◆ WORK TO BE COMPLETED ◆
Output all of the listing, leaving every line exactly as written.
━━━━━ PROVIDED ENTRIES ━━━━━
PR #433, opened 2025-05-21
MWPW-173354 Adding enhanced logging for access token errors

sanjayms01:
- Adding enhanced logging for access token errors
- Provides messages if failure to retrieve token, failure to refresh, etc.

Resolves: [MWPW-173354](https://jira.corp.adobe.com/browse/MWPW-173354)

**Test URLs:**
- After: https://stage--dc--adobecom.hlx.page/acrobat/online/compress-pdf?unitylibs=MWPW-173354-token-logs

### DIFF
--- a/unitylibs/core/workflow/workflow-acrobat/action-binder.js
+++ b/unitylibs/core/workflow/workflow-acrobat/action-binder.js
@@ -211,6 +211,7 @@ export default class ActionBinder {
     this.transitionScreen = null;
     this.promiseStack = [];
     this.signedOut = undefined;
+    this.tokenError = null;
     this.redirectUrl = '';
     this.filesData = {};
     this.errorData = {};
@@ -229,8 +230,12 @@ export default class ActionBinder {
   }
 
   async isSignedOut() {
-    const isGuest = await isGuestUser();
-    this.signedOut = isGuest ?? undefined;
+    const result = await isGuestUser();
+    if (result.error) {
+      this.tokenError = result.error;
+      return;
+    }
+    this.signedOut = result.isGuest ?? undefined;
   }
 
   setIsUploading(isUploading) {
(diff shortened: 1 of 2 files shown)


unitylibs/core/workflow/workflow-acrobat/action-binder.js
━━━━━
◆ ANSWER SECTION ◆
PR #433, opened 2025-05-21
MWPW-173354 Adding enhanced logging for access token errors

sanjayms01:
- Adding enhanced logging for access token errors
- Provides messages if failure to retrieve token, failure to refresh, etc.

Resolves: [MWPW-173354](https://jira.corp.adobe.com/browse/MWPW-173354)

**Test URLs:**
- After: https://stage--dc--adobecom.hlx.page/acrobat/online/compress-pdf?unitylibs=MWPW-173354-token-logs

### DIFF
--- a/unitylibs/core/workflow/workflow-acrobat/action-binder.js
+++ b/unitylibs/core/workflow/workflow-acrobat/action-binder.js
@@ -211,6 +211,7 @@ export default class ActionBinder {
     this.transitionScreen = null;
     this.promiseStack = [];
     this.signedOut = undefined;
+    this.tokenError = null;
     this.redirectUrl = '';
     this.filesData = {};
     this.errorData = {};
@@ -229,8 +230,12 @@ export default class ActionBinder {
   }
 
   async isSignedOut() {
-    const isGuest = await isGuestUser();
-    this.signedOut = isGuest ?? undefined;
+    const result = await isGuestUser();
+    if (result.error) {
+      this.tokenError = result.error;
+      return;
+    }
+    this.signedOut = result.isGuest ?? undefined;
   }
 
   setIsUploading(isUploading) {
(diff shortened: 1 of 2 files shown)


unitylibs/core/workflow/workflow-acrobat/action-binder.js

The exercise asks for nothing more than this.